THE BIG BITE GOES ON

While checking Greece’s books is over, the impact of austerity that even led to suicide over the harshness is still being felt, the country only now coming bak to jobless levels no longer a record in the EU.

“Inflation is at the highest level in 29 years (while) wages are still very low,” Wolfango Piccoli, a Co-President at consultancy Teneo told the site of the persisting aftermath not lost on still-struggling Greeks.

“There are new economic challenges that completely sideline this moment. The focus for voters is on the real economy, rather than on technical issues,” he added, a challenge to Mitsotakis as he tries to accelerate a comeback.

Inflation stands at 11.5 percent, a cost-of-living index crushing on many Greeks and households, the government withdrawing from a pledge to consider reducing a 24 percent Value Added Tax (VAT) on food.

Greece also lags behind most advanced economies in offering well-paid jobs, according to the Paris-based Organisation for Economic Co-Operation and Development (OECD,) making it difficult to lure back scores of thousands of the country’s best and brightest who fled during the crisis.

Greece, despite the economy’s better-then-expected growth, still is the only Eurozone member whose debt is rated junk, Mitsotakis hoping to bring it to investment grade status in the first half of 2023.

Many economists, the report said, think the long-term cost of the bailouts will continue to show in a lesser quality-of-life for many who, if they find work, will be paid less than in most EU countries and have high taxes.

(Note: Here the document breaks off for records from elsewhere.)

Issue #221, opened 2022-03-29
Tracking issue for rebasing on top of the navigation and session history rewrite


domenic:
https://github.com/whatwg/html/pull/6315 rewrites much of the foundational standard that this spec is built on top of.

The eventual goal (on the order of a month or two) is to merge that PR into HTML, and then merge this spec into HTML. In the meantime, we need to make sure it's relatively clear how to implement this spec.

The current status is that this spec is built on a mixture of the live HTML Standard, an older revision of the session history rewrite, and (after #220) the latest revision of the session history rewrite. This is a pretty confusing state of affairs.

We can mitigate that via two parallel routes:

- Mitigation
  - Have discussion and scratch-notes on this issue about how things are supposed to fit together, despite the spec not being clear
  - Write lots of web platform tests
- Do the work
  - I.e., continue rebasing this spec on top of the session history rewrite, until it is completely rebased
  - This process will probably compete for resources with the project of landing the rewrite itself, and then migrating this spec to HTML

I am relatively confident that despite the current spec situation being subpar, it will not lead to new interop problems. I.e., I don't think there is anything about the rebasing that will require significant cross-browser discussion. There are some things in the rewrite themselves, at the foundational level, that are not interoperable, and will benefit from discussion, but how this spec fits on top of the rewrite is, in my judgment, pretty clear from the current spec text.

For example, the exact structure of a "session history entry" will change between the live HTML Standard and the session history rewrite. But, the idea that it needs to be [extended with new fields](https://wicg.github.io/navigation-api/#session-history-new-she-fields) will work the same before and after.

Similarly, in the rewrite, reloading is changing from using the navigate algorithm, to using a separate "reload" algorithm. But, it is pretty clear that reloading will in either case synchronously fire a `navigate` event according to the current spec's algorithms.

If anyone finds areas of the current Navigation API spec unclear in how they are supposed to fit into existing/rewrite infrastructure, please highlight them on this issue and I will fix them ASAP.

domenic:
Scratch notes about how to do the rebase (will be updated over time as I discover things):

(Here "main thread"/"renderer process" = tasks queued on a `Window` global; "browser process" = the [session history traversal queue](https://whatpr.org/html/6315/history.html#tn-session-history-traversal-queue))

[...]

PR #222, opened 2022-03-29
Rebase more on top of session history rewrite

domenic:
Similar to the previous commit, this attempts to tackle a specific area, not the whole rebase project (which is tracked in #221). It focuses on traversal, in particular integration with the new versions of "apply the history step" and "traverse the history by a delta".

This removes a TODO in the former definition of "perform a navigation API traversal".

@jakearchibald, can you review this? I have a particular question which I will leave inline on the diff.

***
<a href="https://pr-preview.s3.amazonaws.com/WICG/navigation-api/pull/222.html" title="Last updated on Mar 29, 2022, 7:39 PM UTC (2633cf9)">Preview</a> | <a href="https://pr-preview.s3.amazonaws.com/WICG/navigation-api/222/f06f2dc...2633cf9.html" title="Last updated on Mar 29, 2022, 7:39 PM UTC (2633cf9)">Diff</a>

### DIFF
--- a/spec.bs
+++ b/spec.bs
@@ -65,6 +65,16 @@ spec: html; urlPrefix: https://whatpr.org/html/6315/
     text: reactivate; url: history.html#reactivate-a-document
     text: navigate to a fragment; url: history.html#navigate-fragid
     text: navigation and traversal task source; url: webappapis.html#navigation-and-traversal-task-source
+    text: node navigable; url: browsers.html#node-navigable
+    text: append the following session history traversal steps; url: history.html#tn-append-session-history-traversal-steps
+    text: snapshot source snapshot params; url: history.html#snapshotting-target-snapshot-params
+    text: traverse the history by a delta; url: browsers.html#traverse-the-history-by-a-delta
+    text: top-level traversable; url: history.html#top-level-traversable
+    for: apply the history step
+      text: checkForUserCancellation; url: history.html#apply-history-step-check
+      text: unsafeNavigationStartTime; url: history.html#apply-history-step-start-time
+      text: sourceSnapshotParams; url: history.html#apply-history-step-source-snapshot
+      text: initiatorToCheck; url: history.html#apply-history-step-initiator
     for: URL and history update steps
       text: serializedData; url: history.html#uhus-serializeddata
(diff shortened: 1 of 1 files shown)


domenic:
Unfortunately Jake seems to have gone out of office before having a chance to review this. I will merge it since it's definitely an improvement, but I still would like it if he could double-check when he gets back.

spec.bs
```diff
@@ -1011,25 +1025,13 @@ An <dfn>navigation API method navigation</dfn> is a [=struct=] with the followin
 
        <p class="note">This can occur if a previously-queued-up traversal already took us to this session history entry. In that case that previous traversal will have dealt with |ongoingNavigation| already.
 
-    1. Let |targetStep| be null.
+    1. [=Apply the history step=] given by |targetEntry|'s [=session history entry/step=] to |traversable|, with <i>[=apply the history step/checkForUserCancellation=]</i> set to true, <i>[=apply the history step/unsafeNavigationStartTime=]</i> set to |unsafeNavigationStartTime|, <i>[=apply the history step/sourceSnapshotParams=]</i> set to |sourceSnapshotParams|, and <i>[=apply the history step/initiatorToCheck=]</i> set to |navigable|.
```
jakearchibald, line 1028: Before this, should there be a check that the target entry is within the same contiguous same-origin block as the source? The intent of the API is to limit navigations & visibility to those entries right? It seems possible that another navigation may have changed those conditions

jakearchibald (commented):
Just one question

spec.bs
domenic: Interesting. The only way that could happen would be via the replace-splitting case, I think. But yeah, it seems bad, and deterministically triggerable. Let me file a new issue.

domenic: Hmm, I tried writing it up and I can't actually figure out how to trigger it. To do the replace navigation you have to do an actual full cross-document navigation. But then when you go back to a page which intends to do `traverseTo(nowInvalidKey)`, that page will get the updated `entries()` list, so the early checks inside `traverseTo()` should catch it.

In other words I can't figure out how to split the history during the period between `traverseTo()` being called, and the traversal hitting the traversal queue.

Issue #40, opened 2021-02-17
Maybe allow respondWith to take a promise-returning function?


domenic:
A lot of code examples I'm writing are of the sort

```js
appHistory.addEventListener("navigate", e => {
  e.respondWith((async () => {
    // Do actual async stuff here
  })());
});
```

It'd be nicer if this could be written as

```js
appHistory.addEventListener("navigate", e => {
  e.respondWith(async () => {
    // Do actual async stuff here
  });
});
```

with the exact same semantics.

On the other hand, we haven't done this for other promise-accepting APIs on the platform (e.g. service worker's `waitUntil()` and `respondWith()`). Probably it's a bit too magic. (I'd be interested to hear if there were historical deliberations about this; /cc @jakearchibald @annevk.)

The real solution here is [async do expressions](https://docs.google.com/presentation/d/1oPLCP0z7Bu9WMxnpM1jevtijGLHxp8_PuLyD3y2E8MA/edit#slide=id.g82a8a74c53_0_58) in the language (/cc @bakkot):

```js
appHistory.addEventListener("navigate", e => {
  e.respondWith(do async {
    // Do actual async stuff here
  });
});
```

but `do` expressions seem to be one of those features which is really bad at getting through TC39's consensus model so I'm not sure it's a good idea to wait for them.

bakkot:
> but `do` expressions seem to be one of those features which is really bad at getting through TC39's consensus model

I am hopeful that they'll advance at the next meeting (March 9), time permitting, or if time does not permit at the following one (April 19, the dates are weird because we tweaked the schedule this year). I have a concrete change to make (allowing `return` and `break`) which I believe will address the one expressed blocking concern, and from an informal survey of delegates there was more support for that change than there was opposition to it (and no one who said they'd block).

If `do` fails again at that meeting I'll probably try to advance `async do` on its own, since it avoids some of the thornier parts of `do`: in particular it cannot possibly `return` the outer function.

tbondwilkinson:
I know it's "old" but there's always `new Promise()` 

```
appHistory.addEventListener("navigate", e => {
  e.respondWith(new Promise((resolve) => {
     
  }));
});
```

And truthfully I don't know how much people will want to be using inline things here. They'll probably call out to some method.

```
appHistory.addEventListener("navigate", e => {
  e.respondWith(router.resondWith(e));
});
```

domenic:
[...]

PR #235, opened 2022-06-02
Replace transitionWhile()/canTransition with intercept()/canIntercept

### LINKED ISSUE #230: transitionWhile doesn't quite work for scroll restoration
A regular navigation happens roughly like this:

1. Begin fetching
1. Time passes
1. Fetch complete
1. Capture & store scroll position
1. Switch to new page
1. Restore scrolling if applicable

`transitionWhile` doesn't really fit in this model.

If an unsettled promise is passed to `transitionWhile` (due to pending network activity), it goes like this:

1. Begin fetching
1. `transitionWhile` called - capture & store scroll position
1. Time passes
1. Fetch complete
1. Alter DOM
1. Promise passed to `transitionWhile` resolves
1. Restore scrolling if applicable

This isn't ideal, as the user may have scrolled during the fetch, but that change is discarded.

If a fulfilled promise is passed to `transitionWhile` (due to the page data being available synchronously), it goes like this:

1. Alter DOM
1. `transitionWhile` called - capture & store scroll position
1. Restore scrolling if applicable

This behaviour is broken, as the new DOM may drastically alter the scroll position. Also, the developer may choose to reset the scroll position after altering the DOM, if the page is conceptually new.

It feels like the API needs to change so it knows when to capture the scroll position.

---

An alternative design:

```js
navigation.addEventListener('navigate', (event) => {
  event.transitionWhile(async (transition) => {
    const response = await fetch(dataURL);
    const data = await response.json();
    transition.captureState();
    await updateDOM(data);
  });
});
```

Here, `transitionWhile` takes a callable. It captures scroll and focus state before calling the callable. This solves the synchronous issue.

The developer can call `captureState` to recapture state at a later time, ideally just before updating the DOM.

Scroll positions are restored when the promise returned by the callable fulfills.

domenic:
Fixes #230. Mini-explainer:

The Greek Gross Domestic Product GDP fell from $355.9 billion in 2008 to $188.7 billion in 2020 and is now starting to grow again at around $216.4 billion in 2021 but limiting how much can be done.

“It’s too early to say, whether the bailouts were successful,” said Piccoli. “The economy is picking up, but meanwhile the usual weaknesses are emerging. The concern is that not much has changed in terms of structure,” he added.